CATTAn bridges classical domain alignment and source-free test-time adaptation. Only a low-rank subspace basis of the source features is stored. At test time the target subspace is aligned to it, and the frozen classifier is reused on the realigned features, with only batch-norm parameters updated.

Because alignment is folded into the adaptation objective alongside prediction-calibration terms, and only the batch-norm parameters and the small alignment map are updated, the overhead is minimal. The payoff is consistent: CATTAn improves on strong test-time adaptation baselines across image-corruption robustness and standard domain-adaptation benchmarks, extends to 3D point clouds and transformer features, and holds up even when the target batch is small or the source model was already robustly trained. It even admits a simple post-hoc check that detects when an incoming sample actually belongs to the source domain, so the alignment can be switched off and source accuracy preserved.

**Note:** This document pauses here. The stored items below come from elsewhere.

PR #194, opened 2020-12-21
Add RBAC tests for remotes

mdellweg:
This is not yet really testing much rbac related.
But it shows how to overcome the current inability to create users and assign permissions.

### DIFF
--- a/pulp_container/tests/functional/api/test_rbac_remotes.py
+++ b/pulp_container/tests/functional/api/test_rbac_remotes.py
@@ -1,0 +1,169 @@
+# coding=utf-8
+"""Tests that container remotes have RBAC."""
+from random import choice
+import unittest
+
+from pulp_smash import cli, config, utils
+from pulp_smash.pulp3.bindings import monitor_task
+from pulp_smash.pulp3.constants import ON_DEMAND_DOWNLOAD_POLICIES
+
+from pulp_container.tests.functional.utils import (
+    gen_container_remote,
+    skip_if,
+)
+
+from pulpcore.client.pulp_container import (
+    ApiClient as ContainerApiClient,
+    RemotesContainerApi,
+)
+from pulpcore.client.pulp_container.exceptions import ApiException
+
+
+CREATE_USER_CMD = [
+    "from django.contrib.auth import get_user_model",
+    "from django.contrib.auth.models import Permission",
+    "",
+    "user = get_user_model().objects.create(username='{username}')",
+    "user.set_password('{password}')",
+    "user.save()",
+    "for permission in {permissions!r}:",
+    "    if '.' in permission:",
+    "        app_label, codename = permission.split('.', maxsplit=1)",
+    "        perm = Permission.objects.get(codename=codename, content_type__app_label=app_label)",
+    "    else:",
+    "        perm = Permission.objects.get(codename=permission)",
+    "    user.user_permissions.add(perm)",
+]
+
+
+DELETE_USER_CMD = [
+    "from django.contrib.auth import get_user_model",
+    "get_user_model().objects.get(username='{username}').delete()",
+]
+
+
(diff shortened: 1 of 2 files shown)


lubosmj:
I am not reviewing this PR, but we will definitely benefit from it when it will be merged. Furthermore, we should also try to assign and remove particular object-level permissions for the user by utilizing https://django-guardian.readthedocs.io/en/stable/userguide/assign.html?highlight=assign_perm#assign-obj-perms to see how the code behaves.

ipanova:
This looks good for a start, adding a second user with different set of perms would be a good course of actions to continue on.

mdellweg:
I guess, adding object level permissions is a good thing we need to test, but we probably need a way to add those independently of the user creation process anyway. I'd leave that as an exercise for another PR.

pulp_container/tests/functional/api/test_rbac_remotes.py
```diff
@@ -0,0 +1,139 @@
...
+
+
+class RBACRemotesTestCase(unittest.TestCase):
+    """RBAC remotes."""
+
+    @classmethod
+    def setUpClass(cls):
+        """Create class-wide variables and prepare api users."""
+        cls.user1 = gen_user(["container.add_containerremote"])
+        cls.user2 = gen_user(["container.view_containerremote"])
```
ipanova, line 27: does it makes sense to add one more test in this PR that checks user2 cannot create remotes?

pulp_container/tests/functional/api/test_rbac_remotes.py
```diff
@@ -0,0 +1,139 @@
...
+        # read without read permission
+        with self.assertRaises(ApiException):
+            remote = self.user3["remote_api"].read(self.remote.pulp_href)
+
+    @skip_if(bool, "remote", False)
+    def test_02_read_remotes(self):
+        """Read a remote by its name."""
+        page = self.user1["remote_api"].list(name=self.remote.name)
+        self.assertEqual(len(page.results), 1)
+        for key, val in self.remote.to_dict().items():
```
ipanova, line 78: how about skipping this? I seems like the main purpose is to confirm that the page has 1 result

pulp_container/tests/functional/api/test_rbac_remotes.py
```diff
@@ -0,0 +1,139 @@
...
+        body = gen_container_remote()
+        body["name"] = self.remote.name
+        with self.assertRaises(ApiException):
+            self.user1["remote_api"].create(body)
+
+    @skip_if(bool, "remote", False)
+    def test_02_read_remote(self):
+        """Read a remote by its href."""
+        remote = self.user1["remote_api"].read(self.remote.pulp_href)
+        for key, val in self.remote.to_dict().items():
```
ipanova, line 64: how about skipping this? It seems like the main purpose is to confirm that user can read a specific remote he looked for.

pulp_container/tests/functional/api/test_rbac_remotes.py
```diff
@@ -0,0 +1,139 @@
...
+        body = _gen_verbose_remote()
+        type(self).remote = self.user1["remote_api"].create(body)
+        for key in ("username", "password"):
+            del body[key]
+        for key, val in body.items():
+            with self.subTest(key=key):
+                self.assertEqual(self.remote.to_dict()[key], val, key)
+
+    @skip_if(bool, "remote", False)
+    def test_02_create_same_name(self):
```
ipanova, line 49: I am not entirely sure I see benefit in this exact test what would focus on the rbac testing itself, can you elaborate?

mdellweg: I must confess, i just took the tests from crud_remotes and added some rbac.
+1 to be more specific about what we test.

ipanova (approved):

SiSTA: Manufacture the Target You Don’t Have

CATTAn assumes a reasonable amount of unlabeled target data. SiSTA confronts the opposite extreme: a single example from the target domain. With one image you cannot estimate a subspace or minimize entropy reliably; generic augmentations like cropping and color jitter cannot conjure a large semantic shift such as photo-to-sketch. The data simply is not there.

SiSTA’s answer is to generate it. Starting from a generative model of the source domain, a StyleGAN, it fine-tunes the generator to the target using just the one available example, so the generator now produces images with the target’s style. Then comes the clever part: rather than naively sampling, SiSTA prunes the generator’s internal activations to deliberately diversify what it produces, either zeroing low activations or rewinding them to their source-model values. This sweeps out a spread of plausible target-domain images instead of minor variations on a single one.

SiSTA in four steps: take a source classifier and source StyleGAN, fine-tune the generator to the target domain using a single example, generate a diverse synthetic target set via activation pruning, and use it to adapt the classifier with any source-free method.

The resulting synthetic dataset, though grown from one real example, is diverse enough to drive ordinary source-free adaptation of the classifier. The pruning strategies are what make the difference between a useful spread of target-like samples and a near-duplicate collection.

Activation pruning controls the diversity of the synthetic target set. Compared to naive sampling, the prune-zero and prune-rewind strategies produce more varied target-domain reconstructions from the same source image, which is what makes single-shot adaptation work.

On face-attribute tasks under increasingly severe shifts, this single-shot recipe improves substantially over generic-augmentation baselines, by as much as twenty points in the hardest cases, and lands within a few points of an oracle that was allowed to adapt using the entire target dataset. From one example, SiSTA recovers most of the benefit of having the whole target domain in hand.

Closing the Loop

Step back and the four parts form a single reliability pipeline. Anchoring gives a model a calibrated sense of its own uncertainty. That uncertainty, joined with a manifold-conformity signal, becomes a precise account of when the model will fail. Feature- and model-level diagnostics then explain how a distribution has shifted and which attributes are responsible. And finally, test-time adaptation acts on that knowledge, realigning the model when target data is plentiful and synthesizing it when it is scarce. None of these steps demands retraining from scratch or shipping the original training data, which is precisely what makes the whole chain practical for models that are already deployed. Trustworthy machine learning, in this telling, is less about any single trick than about closing the loop from knowing you might be wrong to doing something about it.